Large-scale Modeling of Multi-Species Acute Toxicity Endpoints using Consensus of Multi-Task Deep Learning Methods
This repository contains multitask deep learning models developed using acute toxicity data, primarily focusing on the endpoints: lethal dose fifty (LD50); lethal dose low (LDLO); and toxic dose low (TDLO). Please note that the data was obtained from ChemIDPlus.
Our best models are based on a consensus of best developed individual models. We compared our best models against the multi-task deep learning models by Sosnin et al. While they report models for a total of 29 toxicity endpoints, our models are based on a total of 59 endpoints. A total of 18 LD50 endpoints were in common. The results for these 18 endpoints are listed below. The performance measure reported is root mean squared error (lower is better).

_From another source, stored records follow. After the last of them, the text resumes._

PR #4148, opened 2026-09-05
fix(coding-agents): read DSH transcript via snapshotEvents

### LINKED ISSUE #4147: [dsh adapter] Session transcript is always empty: `agent.session.events` no longer exists in DeepSeek Harness alpha.4+ (chatDocs stays 0)
### Bug Description

With the DSH adapter (hindsight-coding-agents **0.5.1**, mounted in a DeepSeek Harness profile via its `cordis.patch.yml`), conversation transcripts are **never retained**: `hindsight_sync_status` reports `chatDocs: 0` forever, and the deepen engine logs `[chat] no sessions; skipping` on every pass.

The live per-turn write-back path (`agent/turn-stopping` → `onSessionIdle` → transcript fetch) silently no-ops every turn.

**Root cause:** `dist/dsh.js` — the transcript source inside `workspaceFor()` reads `agent.session.events` directly:

```js
core.setTranscriptSource(async (sessionId) => {
  const agent = liveAgents.get(sessionId);
  return agent ? readDshEvents(agent.session.events) : [];
});
```

DeepSeek Harness **0.1.2-alpha.4 removed the `Session.events` property**; the public accessor is now `session.snapshotEvents()`. So `agent.session.events` is `undefined`, `readDshEvents(undefined)` returns `[]`, and both `onSessionIdle` and `onTranscript` skip on `!turns.length` → every turn is silently dropped. This is the same alpha.4 breakage class other DSH plugins hit (they had to switch to `(session.log ?? session.events ?? [])`).

**Suggested fix (one line, verified locally on 0.5.1 + DSH 0.1.2-rc.x):**

```js
core.setTranscriptSource(async (sessionId) => {
  const agent = liveAgents.get(sessionId);
  // alpha.4+ removed Session.events; snapshotEvents() is the public accessor.
  const events = agent ? (agent.session.snapshotEvents?.() ?? agent.session.events ?? []) : [];
  return agent ? readDshEvents(events) : [];
});
```

**Secondary observation (same adapter):** the automatic first-prompt reflect is hard-capped to 25 s even on persistent-plugin hosts — `timeoutMs: Math.min(cfg.reflectTimeoutMs, HOOK_REFLECT_CAP_MS)` in `buildHookOutput`. The cap fits hook harnesses, but the DSH `agent/pre-step` hook is awaited by the host with no such window, so `reflectTimeoutMs: 120000` cannot take effect (`Math.min` wins) and a `"low"`-budget reflect on a populated bank routinely exceeds 25 s. Since a failed reflect is cached (`reflectAnswer = ""`), that session permanently runs without memory. Consider a host-aware cap or an uncapped path for persistent plugins.

### Steps to Reproduce

1. DeepSeek Harness 0.1.2-alpha.4+ / 0.1.2-rc.x on Windows 11; install the plugin into a profile: `dsh plugin --profile <name> add @vectorize-io/hindsight-coding-agents` (mounts `.../dsh` via `cordis.patch.yml`).
2. `~/.hindsight/coding-agent.json`: `{ "serverMode": "daemon" }` with the local daemon running on 127.0.0.1:9077.
3. Open a session in that profile and chat for several turns.
4. Run `hindsight_sync_status`: `chatDocs` stays `0` while `gitlogPresent: true`.
5. Daemon log shows `[chat] no sessions; skipping`; the per-turn write-back never produces turns.

### Expected Behavior

The DSH adapter per-turn write-back (`onSessionIdle` → `onTranscript`) should upsert the live session transcript, so `chatDocs` grows and conversations compound into memory (parity with opencode's per-turn retain).

### Actual Behavior

Every turn is silently dropped because the transcript source is empty (`agent.session.events` is `undefined` on DeepSeek Harness alpha.4+ — see root cause above). Nothing in the bank records the conversations; only the git seed and manually ingested documents exist.

### Version

0.5.1

### LLM Provider

None

leilei3167:
## Summary
DeepSeek Harness **alpha.4+** removed `Session.events`. The DSH adapter's `setTranscriptSource` still read `agent.session.events`, so `readDshEvents(undefined)` returned `[]` and every turn write-back (`onSessionIdle` → `onTranscript`) silently no-oped — `chatDocs` stayed `0` and the daemon logged `[chat] no sessions; skipping`.

This switches the live transcript source to `session.snapshotEvents?.() ?? session.events ?? []` (via a small `dshSessionEvents` helper) so alpha.4+ hosts retain conversation turns while older hosts keep working.

Fixes #4147

## Test plan
- [x] `./node_modules/.bin/vitest run src/dsh.test.ts src/core/transcript-dsh.test.ts` → 19 passed (includes alpha.4 session mock without `events`, with `snapshotEvents()` returning events → non-empty transcript)
- [ ] Manual: DSH 0.1.2-alpha.4+ / rc with the plugin mounted; chat a few turns; `hindsight_sync_status` should show `chatDocs` growing

### DIFF
--- a/hindsight-integrations/coding-agents/src/core/transcript-dsh.ts
+++ b/hindsight-integrations/coding-agents/src/core/transcript-dsh.ts
@@ -2,9 +2,10 @@
  * DeepSeek Harness (dsh) transcript normalizer.
  *
  * dsh keeps a session as an append-only log of typed `SessionEvent`s rather than a chat array, and
- * a plugin reads that log straight off `agent.session.events` — so this is a pure function over
- * those events, like the opencode normalizer, not a file reader. The SAME event vocabulary is what
- * dsh persists to disk, so the backfill reader (core/history.ts) feeds this exact function.
+ * a plugin reads that log straight off the live session (`snapshotEvents()`) — so this is a pure
+ * function over those events, like the opencode normalizer, not a file reader. The SAME event
+ * vocabulary is what dsh persists to disk, so the backfill reader (core/history.ts) feeds this
+ * exact function.
  *
  * Only three of the ~30 event types carry conversation:
  *   - `user/message`      surface, a UserMessage — the human prompt OR an injected plugin context
--- a/hindsight-integrations/coding-agents/src/dsh.test.ts
+++ b/hindsight-integrations/coding-agents/src/dsh.test.ts
@@ -1,5 +1,6 @@
 import { describe, expect, it, vi } from "vitest";
-import { createDshHooks, toDshParameters, type Workspace } from "./dsh";
+import { createDshHooks, dshSessionEvents, toDshParameters, type Workspace } from "./dsh";
+import { readDshEvents } from "./core/transcript-dsh";
 import type { ToolSpec } from "./core/knowledge-tools";
 import { z } from "zod";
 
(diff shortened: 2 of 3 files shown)


leilei3167:
@nicoloboschi ready for review — DSH alpha.4+ dropped `Session.events`; this uses `snapshotEvents?.() ?? events ?? []` so the per-turn transcript write-back is non-empty again (Fixes #4147).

species | route | cpds (ours) | cpds (Sosnin et al) | score (ours) | scorea (Sosnin et al) |
---|---|---|---|---|---|
mouse | intraperitoneal | 36295 | 37202 | 0.41 | 0.41 |
mouse | oral | 23373 | 24355 | 0.39 | 0.42 |
mouse | intravenous | 16978 | 17742 | 0.43 | 0.43 |
rat | oral | 10190 | 10743 | 0.52 | 0.53 |
mouse | subcutaneous | 6769 | 7221 | 0.51 | 0.51 |
rat | intraperitoneal | 5021 | 5041 | 0.52 | 0.55 |
rat | intravenous | 2472 | 2538 | 0.52 | 0.54 |
rat | subcutaneous | 1896 | 2014 | 0.63 | 0.64 |
mouse | unreported | 1739 | 1804 | 0.47 | 0.51 |
rabbit | skin | 1495 | 1734 | 0.53 | 0.56 |
mammalb | unreported | 1129 | 1121 | 0.42 | 0.40 |
rabbit | oral | 894 | 910 | 0.58 | 0.58 |
rat | skin | 835 | 930 | 0.61 | 0.63 |
rat | unreported | 806 | 838 | 0.58 | 0.60 |
rabbit | intravenous | 792 | 764 | 0.59 | 0.68 |
guinea pig | oral | 793 | 799 | 0.66 | 0.70 |
rat | oral | 322 | 966 | 0.63 | 0.61 |
rat | intraperitoneal | 318 | 1029 | 0.52 | 0.43 |
a the scores are from the supplementary information of the original article; b the mammalian species and route are unspecified
We also report single-task models using baseline methods: random forest and deep neural networks. The scripts used for modeling can be found under scripts/
. An example notebooks/create_fold_data.ipynb
to create the training and test sets by joining the descriptors and task details for different folds of cross-validation is provided.